Start of Block

PR #438, opened 2023-08-22
Resolve marker preview bugs w/ bar plot map type 

### LINKED ISSUE #326: Map - issues with barplot marker previews
Please check this is still a live issue after #190 is completed (and remove the `question` label).

### Issue 1
The logscale mode for the preview bar marker doesn't seem to be right.

Here are no-logs markers - the preview looks similar to the three map markers:
image

Here are logged markers - now they don't look at all similar:
image

_Originally posted by @bobular in https://github.com/VEuPathDB/web-monorepo/issues/285#issuecomment-1604791616_

### Issue 2
The proportion mode is not working in the bar marker preview since the data for the marker preview is coming from the subsetting service, which does not support `valueSpec: 'proportion'`

jernestmyers:
Resolves #326 

This PR addresses two bugs in marker previews:

### log scale bug
- the map markers receive a `dependentAxisRange` that the marker previews were not receiving
- providing the same `dependentAxisRange` to the marker preview appears to resolve this issue

### proportion mode w/ continuous vars
- in proportion mode, the data was erroneously adding together (in a reduce function) _**proportion**_ values that corresponded to the same overlay label in the same manner that we do for counts values; this resulted in an erroneous number displayed as `totalCount` in the marker preview
- now, we add a `count` property to the data that is used to determine `totalCount` irrespective of the plot mode

### DIFF
--- a/packages/libs/components/src/map/ChartMarker.tsx
+++ b/packages/libs/components/src/map/ChartMarker.tsx
@@ -323,7 +323,12 @@ export function getChartMarkerDependentAxisRange(
   isLogScale: boolean
 ) {
   return {
-    min: isLogScale ? 0.1 : 0, // matches what we pass into map markers
+    min: isLogScale
+      ? Math.min(
+          0.1,
+          ...data.filter(({ value }) => value > 0).map(({ value }) => value)
+        )
+      : 0,
     max: Math.max(...data.map((d) => d.value)),
   };
 }
--- a/packages/libs/components/src/map/ChartMarker.tsx
+++ b/packages/libs/components/src/map/ChartMarker.tsx
@@ -315,3 +315,13 @@ function chartMarkerSVGIcon(props: ChartMarkerStandaloneProps): {
     sumValuesString,
   };
 }
+
+export function getChartMarkerDependentAxisRange(
+  data: ChartMarkerProps['data'],
+  isLogScale: boolean
+) {
+  return {
+    min: isLogScale ? 0.1 : 0, // matches what we pass into map markers
+    max: Math.max(...data.map((d) => d.value)),
+  };
+}
--- a/packages/libs/components/src/map/ChartMarker.tsx
+++ b/packages/libs/components/src/map/ChartMarker.tsx
@@ -23,6 +23,7 @@ export interface ChartMarkerProps
   borderWidth?: number;
   data: {
     value: number;
+    count?: number;
     label: string;
     color?: string;
   }[];
--- a/packages/libs/components/src/map/ChartMarker.tsx
+++ b/packages/libs/components/src/map/ChartMarker.tsx
@@ -15,18 +15,19 @@ import {
   MarkerScaleDefault,
 } from '../types/plots';
 
+export type BaseMarkerData = {
+  value: number;
+  label: string;
+  color?: string;
+};
+
 export interface ChartMarkerProps
   extends BoundsDriftMarkerProps,
     MarkerScaleAddon,
     DependentAxisLogScaleAddon {
   borderColor?: string;
   borderWidth?: number;
-  data: {
-    value: number;
-    count?: number;
-    label: string;
-    color?: string;
-  }[];
+  data: BaseMarkerData[];
   isAtomic?: boolean; // add a special thumbtack icon if this is true (it's a marker that won't disaggregate if zoomed in further)
   // changed to dependentAxisRange
   dependentAxisRange?: NumberRange | null; // y-axis range for setting global max
--- a/packages/libs/eda/src/lib/map/analysis/MapAnalysis.tsx
+++ b/packages/libs/eda/src/lib/map/analysis/MapAnalysis.tsx
@@ -557,17 +557,19 @@ function MapAnalysisImpl(props: ImplProps) {
       ...(data.color ? { color: data.color } : {}),
     }));
     /**
-     * In the chart marker's proportion mode, the values are pre-calculated proportion values so summing them for totalCount is inaccurate.
-     * Instead, we'll reduce the counts and use them later when determining totalCount and when determining the data for
-     * ChartMarkerStandalone.
+     * In the chart marker's proportion mode, the values are pre-calculated proportion values. Using these pre-calculated proportion values results
+     * in an erroneous totalCount summation and some off visualizations in the marker previews. Since no axes/numbers are displayed in the marker
+     * previews, let's just overwrite the value property with the count property.
      *
-     * NOTE: the donut preview doesn't care about the counts, but it's receiving them anyway.
+     * NOTE: the donut preview doesn't have proportion mode and was working just fine, but now it's going to receive count data that it neither
+     * needs nor consumes.
      */
-    const dataWithCounts = typedData.reduce(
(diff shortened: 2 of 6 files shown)


packages/libs/components/src/map/ChartMarker.tsx
```diff
@@ -23,6 +23,7 @@ export interface ChartMarkerProps
   borderWidth?: number;
   data: {
     value: number;
+    count?: number;
```
bobular, line 26: It seems a shame to introduce this as an optional prop when our EDA usage depends on it (and requires the `count` prop in the `StandaloneMapMarkersResponse` io-ts type. In MapAnalysis we have to fall back to zero so it compiles:
`          count: (data.count ?? 0) + prevData[index].count,`


Of course adding as optional is the right thing to do for backwards compatibility. But we are only using it in storybook stories and the EDA, so let's see how much would need to be changed if we made it compulsory...  A lot of the storybook code would need `{value: 100, count: 100}` duplication (and the counts would be unused), and then also some changes would be needed in src/lib/core/hooks/mapMarkers.tsx and src/lib/map/analysis/MarkerConfiguration/CategoricalMarkerPreview.tsx

I guess the problem here is that we've converted `StandaloneMapMarkersResponse` data into `xxxMarkerProps` data well before it is used to create markers and _while we still need to do calculations on it_.

It seems like a fudge to add an optional prop to a low level component (in `components`) so that operations in higher level components (`eda`) can work, and that the lower-level component will never use.

So I think the solution should lie purely in the EDA code - but maybe check with @dmfalke because big changes are being made to the marker data code. Merge conflict alert!

If Dave's branch didn't exist, I'd suggest creating the following types - probably in `standaloneMapMarkers.tsx` 

```
interface DonutMarkerPropsWithCounts extends DonutMarkerProps {
  data: DonutMarkerProps['data'] & {
    count: number;
  }[];
}
interface ChartMarkerPropsWithCounts extends ChartMarkerProps {
  data: ChartMarkerProps['data'] & {
    count: number;
  }[];
}
```

And `useStandaloneMapMarkers` would return these types instead of the vanilla versions.

packages/libs/eda/src/lib/map/analysis/MapAnalysis.tsx
```diff
@@ -503,25 +513,46 @@ function MapAnalysisImpl(props: ImplProps) {
...
+      const dependentAxisLogScale =
+        activeMarkerConfiguration &&
+        'dependentAxisLogScale' in activeMarkerConfiguration
+          ? activeMarkerConfiguration.dependentAxisLogScale
+          : false;
+      const isPlotModeProportion =
+        activeMarkerConfiguration &&
+        'selectedPlotMode' in activeMarkerConfiguration &&
+        activeMarkerConfiguration.selectedPlotMode === 'proportion';
+      const finalChartMarkerData = isPlotModeProportion
```
bobular, line 538: There's no real need for this ternary switch statement.  The preview marker will look exactly the same if we divide all the counts by `totalCount` or not. The preview marker has no mouse-overs or numbers/axes displayed so it's really just a matter of coloured pixels.

We could keep this in if it feels better though!

bobular (commented):
Works great, but I didn't realise the `count` prop was going to be so problematic.

I've made some comments about how I think the data typing should work. Let me know if you need further clarification. Probably best to discuss with Dave and me in the context of his branch.

packages/libs/components/src/map/ChartMarker.tsx
dmfalke: What about combining the marker props in `useStandaloneMarkers`? This could be controlled by an option, maybe `summarizeMarkers: boolean`.

packages/libs/eda/src/lib/map/analysis/MapAnalysis.tsx
jernestmyers: I went ahead and removed this logic.

packages/libs/components/src/map/ChartMarker.tsx
jernestmyers: I opted for @bobular's approach as it felt more straightforward in my hazy brain!

packages/libs/eda/src/lib/map/analysis/MapAnalysis.tsx
```diff
@@ -484,17 +485,26 @@ function MapAnalysisImpl(props: ImplProps) {
     const initialDataObject = previewMarkerData[0].data.map((data) => ({
       label: data.label,
       value: 0,
+      count: 0,
       ...(data.color ? { color: data.color } : {}),
     }));
     const typedData =
       markerType === 'pie'
         ? ([...previewMarkerData] as DonutMarkerProps[])
```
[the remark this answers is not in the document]
jernestmyers: Good catch!

packages/libs/components/src/map/ChartMarker.tsx
```diff
@@ -315,3 +317,13 @@ function chartMarkerSVGIcon(props: ChartMarkerStandaloneProps): {
     sumValuesString,
   };
 }
+
+export function getChartMarkerDependentAxisRange(
+  data: ChartMarkerProps['data'],
+  isLogScale: boolean
+) {
+  return {
+    min: isLogScale ? 0.1 : 0, // matches what we pass into map markers
```
bobular, line 326: 0.1 would be fine as a minimum for count-based dependent axes, but I see that in at least one place (`chartMarkerData` for `continuousMarkerPreview` in MapAnalysis.txt) proportion data is being passed.

So something like this would be safer, in case there are positive values smaller than 0.1.

```
min: isLogScale ? Math.min(0.1, ...data.filter(({value}) => value > 0).map(({value}) => value)) : 0,
```

bobular: In fact, it seems to be an issue with continuous vars...

before:
image

after:
image

Hmm, it's better, but something's still not right. It doesn't look roughly like all the map markers:

image

bobular: OK, it seems like the answer is NOT to do `value: d.count / totalCount,` in MapAnalysis.tsx:L601 

It's fine to pass the regular `dataWithCounts` to `ChartMarkerStandalone` and `getChartMarkerDependentAxisRange`

The maths for the proportions doesn't quite work out properly, but I think it's OK because they look kind of right, and a bit different from the count-based log preview markers, which is desirable, to give some UI feedback when the user changes from counts to proportions (in log mode or not).

Let's look at this again when you've had a chance to have another look.

bobular (commented):
Everything looks great - let's just have another look at the minimum thing I pointed out.

packages/libs/components/src/map/ChartMarker.tsx
bobular: To be really strict - the "proportion to counts to sum to proportions" is probably necessary but I'm not sure we need to. Let's see how it looks/behaves.

bobular (approved):
Tested fully and it's looking great.

I properly reviewed the final commit and that looks great too.  I think I had looked at earlier work already so let's call this a wrap!

PR #420, opened 2022-03-09
Make one function responsible for deciding whether a claim is deletable

Baggerone:


jason-jackson (approved):

mtompset (approved):
I'm assuming @Baggerone ran this. It looks like a simple function extract and tiny refactor.

Schparky (approved):

PR #431, opened 2022-03-18
don't create ledger entries the value of which would be zero

Baggerone:


Schparky (approved):
I had considered leaving these in place just as a record of the transaction. I believe report generation filters these out.

Baggerone:
@Schparky 
I was just obeying the trello card. Should I remove the `api` label from it?
https://trello.com/c/69WbDzfo/469-ignore-0-transactions

PR #432, opened 2022-03-18
minimum charge of $1

Baggerone:


application/models/item.go
```diff
@@ -924,11 +924,12 @@ func (i *Item) SetAccountablePerson(tx *pop.Connection, id uuid.UUID) error {
 	return api.NewAppError(errors.New("accountable person ID not found"), api.ErrorNoRows, api.CategoryUser)
 }
 
-// CreateLedgerEntry does nothing if the amount is zero
+// CreateLedgerEntry creates a charge of at least $1
 func (i *Item) CreateLedgerEntry(tx *pop.Connection, entryType LedgerEntryType, amount api.Currency) error {
-	if amount == 0 {
-		return nil
+	if amount < 100 { // Charge at least $1
```
Schparky, line 929: Need to check `le.Type` for `LedgerEntryTypeCoverageRefund` and use `amount > -100` instead (or maybe `amount == 0` in this case?)

Schparky (changes requested):

Schparky (approved):

PR #434, opened 2022-03-30
Include a policy's ledger reports on its view

Baggerone:


application/models/ledgerreport.go
```diff
@@ -28,11 +28,25 @@ var ValidLedgerReportTypes = map[string]struct{}{
 
 type LedgerReports []LedgerReport
 
+func (lr LedgerReports) Create(tx *pop.Connection) error {
```
Schparky, line 31: This appears to the first of its kind (`Create` on a list type) and only used for tests. Should `testutils` do the iteration as it does for other types?

Schparky (commented):
Looks like a good change. Added some design decision comments for you to review.

application/models/policy.go
```diff
@@ -277,12 +277,7 @@ func (p *Policy) ConvertToAPI(tx *pop.Connection, hydrate bool) api.Policy {
 	}
 
 	if hydrate {
-		p.LoadClaims(tx, true)
-		p.LoadDependents(tx, true)
-		p.LoadInvites(tx, true)
-		apiPolicy.Claims = p.Claims.ConvertToAPI(tx)
-		apiPolicy.Dependents = p.Dependents.ConvertToAPI()
-		apiPolicy.Invites = p.Invites.ConvertToAPI()
+		p.hydrateAPiPolicy(tx, &apiPolicy)
```
Schparky, line 280: At first I thought the lowercase `i` was a typo, but then realize it's to separate words. Another name choice would be `hydratePolicyForAPI` with the acronym at the end to avoid the awkward casing. I'm fine with this, though, if you want to leave it as is.

application/models/policy.go
```diff
@@ -296,20 +291,23 @@ func (p *Policy) ConvertToAPI(tx *pop.Connection, hydrate bool) api.Policy {
...
+	p.LoadDependents(tx, true)
+	p.LoadInvites(tx, true)
+	apiPolicy.Claims = p.Claims.ConvertToAPI(tx)
+	apiPolicy.Dependents = p.Dependents.ConvertToAPI()
+	apiPolicy.Invites = p.Invites.ConvertToAPI()
+
 	var reports LedgerReports
 	if err := reports.AllForPolicy(tx, p.ID); domain.IsOtherThanNoRows(err) {
-		msg := fmt.Sprintf("error retrieving ledger reports for policy %s: %s", p.ID.String(), err)
+		msg := fmt.Sprintf("error retrieving recent strikes for policy %s: %s", p.ID.String(), err)
```
Schparky, line 304: It seems that strikes aren't loaded, unless I'm missing something in the diff.

Schparky: Oh, I see. It's still in `ConvertToAPI`. Should it be in the hydrate function?

Schparky, line 304:
```suggestion
		msg := fmt.Sprintf("error retrieving ledger reports for policy %s: %s", p.ID.String(), err)
```

Schparky (approved):

PR #437, opened 2022-04-13
Add faq url for email footer

Baggerone:


jason-jackson (approved):

codeship-services.yml
```diff
@@ -27,6 +27,7 @@ app:
     EMAIL_FROM_ADDRESS: no_reply@example.com
     EMAIL_SERVICE: dummy
     SUPPORT_URL: https://help.example.com
+    FAQ_URL: https://help.example.com/faq
```
Schparky, line 30: To avoid yet another required variable, can you make the default value equal to the support URL + "/faq"? Every time we add a new required environment variable, it has to be added in several places: codeship.yml, test.env, and GoLand run configuration are the three that I see at the moment. Optional variables could even be omitted from Terraform if the default is correct for our implementation.

Schparky (approved):
Approved, but with a minor request.

codeship-services.yml
Baggerone: The way it's set up, it's not a required variable, except for the tests. Do you want me to change the tests to give it a temporary value?

(Adding `/faq` doesn't match our faq url.)

Schparky: > The way it's set up, it's not a required variable, except for the tests. Do you want me to change the tests to give it a temporary value?
> 
> (Adding `/faq` doesn't match our faq url.)

Oh, sorry, I missed that. I think what you've done is fine, though it wouldn't be a problem to set the variable as part of the test setup. Another simplification might be to use an `env_file` directive to include `test.env` in the `codeship-services.yml` file.

PR #439, opened 2022-04-18
Create a draft replacement item when a claim item has been replaced

Baggerone:


application/models/claim.go
```diff
@@ -1061,3 +1061,53 @@ func (c *Claim) StopItemCoverage(tx *pop.Connection) error {
 
 	return nil
 }
+
```
Schparky, line 1064: Looking at the line number (1064) I'm reminded of a recent Go Time podcast. When someone mentioned that they _started_ to think about refactoring when their source file reached 1000 lines, the reactions from the other podcast participants were quite telling. He may as well have admitted to being a child molester. Well, that's an exaggeration, but point being that the consensus was that 1,000 lines is too long for a single file. What to do about it? I have no idea. It just adds to my building anxiety around management of legacy code.

application/models/claim.go
```diff
@@ -1061,3 +1061,53 @@ func (c *Claim) StopItemCoverage(tx *pop.Connection) error {
...
+		startDate := time.Now().UTC()
+		if ci.Item.CoverageEndDate.Valid {
+			startDate = ci.Item.CoverageEndDate.Time
+		}
+
+		newItem := Item{
+			Name:              ci.Item.Name,
+			CategoryID:        ci.Item.CategoryID,
+			RiskCategoryID:    ci.Item.RiskCategoryID,
+			InStorage:         false,
```
Schparky, line 1093: I didn't remember we had an `InStorage` field. Is it used? Why is it explicitly set to `false`?

Schparky (approved):
Looks like a good implementation. Approved, given that it's a necessary feature. (See Slack comment/question.)

application/models/claim.go
mtompset: If there is a way to extract some code to something else externally in a logical, maintainable way, then do it. Learn from the horror that is Mail Admin. :)

application/listeners/claim.go
```diff
@@ -114,17 +114,31 @@ func claimApproved(e events.Event) {
 		return
 	}
 
+	coverageStopped := false
+
 	models.DB.Transaction(func(tx *pop.Connection) error {
```
jason-jackson, line 119: What should happen if something is repaired? Keep coverage with different estimate?

application/models/claim.go
Baggerone: I'm having trouble understanding the cost-benefit ratio.  If we have shorter files, we get more files that we would have to navigate.  With our IDE's allowing us to jump here and there within the code and see where in a file a change has been made (etc), it seems like the file size isn't all that important.

application/models/claim.go
Baggerone: I don't know if it's really used yet. I think eventually they thought they would use it in some kind of values/calculations/limitations.

application/listeners/claim.go
Baggerone: If it's just repaired, we leave it to the user to modify the current item for now.

application/listeners/claim.go
```diff
@@ -114,17 +114,31 @@ func claimApproved(e events.Event) {
...
 		if err := claim.StopItemCoverage(tx); err != nil {
```
jason-jackson, line 120: Should this return a bool for coverage stopped?

application/models/claim.go
Schparky: The size/number of files is only a symptom. I think the root issue is the structure of the code. I'm thinking of architectural principles like DRY, KISS, SOLID, etc.

application/listeners/claim.go
Baggerone: We don't control that function or the type of the return value of the function param.

Schparky: @jason-jackson were you referring to `StopItemCoverage`?

Baggerone: What would be the benefit of having `StopItemCoverage` return a boolean? I don't think that value would get back to the calling function.

jason-jackson: Yeah, I don't think it would either, if we wanted it to, we'd have to rework it some more.

Schparky: Looks like it's connected to the conversation on Slack. I think your idea to rename `coverageStopped` to `coverageError` would be helpful if not adding a bool return value to `StopItemCoverage`. To summarize my understanding, to see if I'm tracking: `StopItemCoverage` returns `nil` if coverage was stopped or if no items were payout type "replace". The `if coverageStopped` statement a few lines down from here is not truly testing whether coverage was stopped since `coverageStopped` is set to `true` any time `StopItemCoverage` returns nil. It is not currently a problem but could be if the content of the `if` block changed.

Baggerone: I guess the way I see it is that `StopItemCoverage` returns nil if there were no errors. If there are errors, then the db transaction gets reversed, I'm guessing.

I suppose we could have `StopItemCoverage` return (bool, error) and then move the call to `DraftReplacmentItems` up into the same db transaction as the call to `StopItemCoverage`.

I was thinking it would be better to separate them out and let the email notification get created first, but maybe that doesn't matter.

jason-jackson: Yeah, that's roughly what I'm seeing, I'd be in favor of renaming the variable if this isn't renamed as, like you said, it's not really checking if coverage is stopped, but if there was an error in changing coverage.

jason-jackson: If the items were created first, they could possibly be used in the notification and that might be the better way to do it.

Schparky (approved):

PR #444, opened 2022-04-29
Make alert colors match Figma examples

Baggerone:
Also reverted previous color change of the umbrella alert icon


Baggerone:
Example (not the red and pink colors)

image

application/templates/mail/_alert.plush.html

End of Block

TASK TO CARRY OUT
Which lines above include the word "having"? Show each one.

RESULT OF THIS EXERCISE
Baggerone: I'm having trouble understanding the cost-benefit ratio.  If we have shorter files, we get more files that we would have to navigate.  With our IDE's allowing us to jump here and there within the code and see where in a file a change has been made (etc), it seems like the file size isn't all that important.
Baggerone: What would be the benefit of having `StopItemCoverage` return a boolean? I don't think that value would get back to the calling function.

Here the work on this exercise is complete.